[Exercise instructions]
Print the records again, matching each line exactly.

[Data for this task]
PR #36246, opened 2019-06-17
react-stripe-elements: add definition for createPaymentMethod

cnasc:
Please fill in this template.

- [x] Provide a URL to documentation or source code which provides context for the suggested changes: <<https://github.com/stripe/react-stripe-elements#setting-up-your-payment-form-injectstripe>> (used in the first example under `handleSubmit` in that section)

[Task response]
PR #36246, opened 2019-06-17
react-stripe-elements: add definition for createPaymentMethod

cnasc:
Please fill in this template.

- [x] Provide a URL to documentation or source code which provides context for the suggested changes: <<https://github.com/stripe/react-stripe-elements#setting-up-your-payment-form-injectstripe>> (used in the first example under `handleSubmit` in that section)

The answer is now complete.